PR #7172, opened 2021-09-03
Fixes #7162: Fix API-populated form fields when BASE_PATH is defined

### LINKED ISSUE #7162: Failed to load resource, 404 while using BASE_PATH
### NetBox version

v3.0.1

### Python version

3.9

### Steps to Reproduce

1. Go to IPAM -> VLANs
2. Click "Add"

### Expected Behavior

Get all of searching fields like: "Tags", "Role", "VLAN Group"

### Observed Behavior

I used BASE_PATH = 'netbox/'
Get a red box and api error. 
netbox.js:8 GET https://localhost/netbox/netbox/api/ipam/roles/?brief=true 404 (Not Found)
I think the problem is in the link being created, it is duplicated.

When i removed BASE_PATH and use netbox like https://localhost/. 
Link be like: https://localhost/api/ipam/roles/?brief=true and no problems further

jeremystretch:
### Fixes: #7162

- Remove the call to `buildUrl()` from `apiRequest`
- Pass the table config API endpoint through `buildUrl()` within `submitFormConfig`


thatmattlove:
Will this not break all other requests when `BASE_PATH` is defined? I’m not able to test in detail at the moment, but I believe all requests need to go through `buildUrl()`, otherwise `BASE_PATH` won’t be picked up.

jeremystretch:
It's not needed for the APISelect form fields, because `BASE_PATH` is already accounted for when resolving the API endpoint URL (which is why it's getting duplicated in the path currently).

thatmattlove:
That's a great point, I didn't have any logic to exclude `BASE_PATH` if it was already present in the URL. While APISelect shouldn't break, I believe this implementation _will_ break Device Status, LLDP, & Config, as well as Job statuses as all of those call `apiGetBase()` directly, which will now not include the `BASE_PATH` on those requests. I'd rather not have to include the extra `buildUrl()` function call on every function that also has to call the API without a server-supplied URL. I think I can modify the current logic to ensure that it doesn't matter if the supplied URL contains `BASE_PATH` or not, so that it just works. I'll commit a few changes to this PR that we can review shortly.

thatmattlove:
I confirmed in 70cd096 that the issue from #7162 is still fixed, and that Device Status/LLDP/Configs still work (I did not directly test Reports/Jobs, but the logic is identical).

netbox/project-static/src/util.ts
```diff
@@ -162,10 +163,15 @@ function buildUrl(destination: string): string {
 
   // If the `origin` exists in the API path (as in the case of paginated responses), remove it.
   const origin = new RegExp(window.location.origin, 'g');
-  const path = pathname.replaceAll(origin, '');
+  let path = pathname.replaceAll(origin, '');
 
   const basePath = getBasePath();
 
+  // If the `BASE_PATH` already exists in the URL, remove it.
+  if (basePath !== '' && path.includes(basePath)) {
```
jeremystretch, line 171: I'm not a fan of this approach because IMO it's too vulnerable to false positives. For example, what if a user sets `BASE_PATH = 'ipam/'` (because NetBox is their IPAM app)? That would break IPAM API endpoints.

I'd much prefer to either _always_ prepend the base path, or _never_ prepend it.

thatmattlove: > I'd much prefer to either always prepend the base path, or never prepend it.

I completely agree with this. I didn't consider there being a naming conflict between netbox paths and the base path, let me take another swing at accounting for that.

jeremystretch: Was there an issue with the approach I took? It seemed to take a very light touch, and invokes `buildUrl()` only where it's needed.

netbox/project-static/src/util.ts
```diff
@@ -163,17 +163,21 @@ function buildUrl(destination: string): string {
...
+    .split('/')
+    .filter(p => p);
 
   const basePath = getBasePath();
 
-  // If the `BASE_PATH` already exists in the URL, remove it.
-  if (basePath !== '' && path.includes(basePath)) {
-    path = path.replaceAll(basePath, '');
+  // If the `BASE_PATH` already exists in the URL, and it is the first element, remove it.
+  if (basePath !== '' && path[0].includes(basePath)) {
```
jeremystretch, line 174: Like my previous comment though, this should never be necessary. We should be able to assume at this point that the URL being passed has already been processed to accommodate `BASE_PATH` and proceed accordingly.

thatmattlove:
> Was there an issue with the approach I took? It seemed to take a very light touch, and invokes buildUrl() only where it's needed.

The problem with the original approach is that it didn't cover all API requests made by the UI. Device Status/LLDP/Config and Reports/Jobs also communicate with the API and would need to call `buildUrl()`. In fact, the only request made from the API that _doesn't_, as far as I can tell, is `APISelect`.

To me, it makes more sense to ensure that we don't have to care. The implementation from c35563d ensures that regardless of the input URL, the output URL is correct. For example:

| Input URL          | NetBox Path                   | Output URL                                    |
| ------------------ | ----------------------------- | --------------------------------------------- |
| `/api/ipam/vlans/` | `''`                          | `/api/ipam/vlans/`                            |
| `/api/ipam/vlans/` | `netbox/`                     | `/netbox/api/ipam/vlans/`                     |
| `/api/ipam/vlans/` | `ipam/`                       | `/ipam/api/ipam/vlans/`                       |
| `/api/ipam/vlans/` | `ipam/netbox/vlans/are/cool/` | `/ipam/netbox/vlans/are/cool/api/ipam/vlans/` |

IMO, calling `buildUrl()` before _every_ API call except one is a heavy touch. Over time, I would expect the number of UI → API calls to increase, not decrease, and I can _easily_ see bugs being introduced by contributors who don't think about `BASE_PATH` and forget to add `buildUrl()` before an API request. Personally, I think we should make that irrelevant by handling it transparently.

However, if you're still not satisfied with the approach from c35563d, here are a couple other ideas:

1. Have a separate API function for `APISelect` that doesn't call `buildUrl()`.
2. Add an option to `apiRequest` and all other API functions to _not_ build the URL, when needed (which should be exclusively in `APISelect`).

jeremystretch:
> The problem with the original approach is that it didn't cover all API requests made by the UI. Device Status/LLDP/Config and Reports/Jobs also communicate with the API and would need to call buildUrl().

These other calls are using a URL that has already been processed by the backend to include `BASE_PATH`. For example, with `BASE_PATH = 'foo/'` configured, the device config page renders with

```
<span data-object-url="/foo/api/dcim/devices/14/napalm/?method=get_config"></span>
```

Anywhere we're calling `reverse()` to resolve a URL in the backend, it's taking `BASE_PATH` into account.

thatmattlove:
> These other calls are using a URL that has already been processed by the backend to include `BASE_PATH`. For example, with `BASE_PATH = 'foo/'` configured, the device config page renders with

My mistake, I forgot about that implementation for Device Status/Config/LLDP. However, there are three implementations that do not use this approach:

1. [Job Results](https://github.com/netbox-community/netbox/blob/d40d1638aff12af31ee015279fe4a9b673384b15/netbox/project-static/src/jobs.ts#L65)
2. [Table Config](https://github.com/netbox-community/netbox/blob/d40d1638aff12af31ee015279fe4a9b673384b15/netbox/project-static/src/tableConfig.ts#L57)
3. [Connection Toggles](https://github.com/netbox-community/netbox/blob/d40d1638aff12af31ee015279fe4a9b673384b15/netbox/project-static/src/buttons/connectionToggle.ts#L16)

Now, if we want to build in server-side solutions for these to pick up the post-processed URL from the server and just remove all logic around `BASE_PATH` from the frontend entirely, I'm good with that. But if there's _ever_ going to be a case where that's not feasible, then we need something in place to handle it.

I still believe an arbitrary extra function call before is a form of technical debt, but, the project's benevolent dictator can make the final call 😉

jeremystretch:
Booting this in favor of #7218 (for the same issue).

### WORK TASK
Return only the number of lines in the listing that contain the string "case".

### SOLUTION FOR THIS PROBLEM
2